Texture evolution in nanocrystalline Ta under shock compression

Abstract

We present systematic investigation on texture evolution in nanocrystalline Ta under planar shock wave loading at different impact velocities. Seven representative initial textures and two loading directions are studied via large-scale molecular dynamics simulations. Orientation mapping and texture analysis, including orientation distribution functions, pole figures, and inverse pole figures, are performed.

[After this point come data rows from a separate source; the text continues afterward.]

PR #32851, opened 2021-05-24
change loglevel to debug

leodotcloud:


ibuildthecloud:
Is the intention to not print the token?  Can we just drop the token, or make printing the token only at debug level.  This message is useful to know when things aren't connecting as it repeats.  The logging is so light in the agent I'd hate to have even less information.

leodotcloud:
>Is the intention to not print the token?

yes

@ibuildthecloud updated the PR with requested changes.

Shock compression induces a ⟨221⟩ texture in nanocrystalline Ta initially with no texture, ⟨100⟩ fiber texture, {100}⟨100⟩ texture, and θ+γ rolling texture via twinning, which can be traced back to grains initially with ⟨100⟩. A ⟨100⟩ texture is induced via twinning for nanocrystalline Ta initially with no texture, ⟨110⟩ fiber texture, and α+γ rolling texture and can be traced back to ⟨110⟩. Dislocation slip and grain boundary sliding lead to the movement of ⟨110⟩ toward ⟨111⟩, and the strengthening of ⟨100⟩ and ⟨111⟩ orientation densities. The generation of new textures is observed for most cases. However, no new texture is found in the ⟨111⟩ fiber texture case for shock loading parallel to the fiber, and a much slower elastic–plastic transition occurs due to the lack of deformation twinning.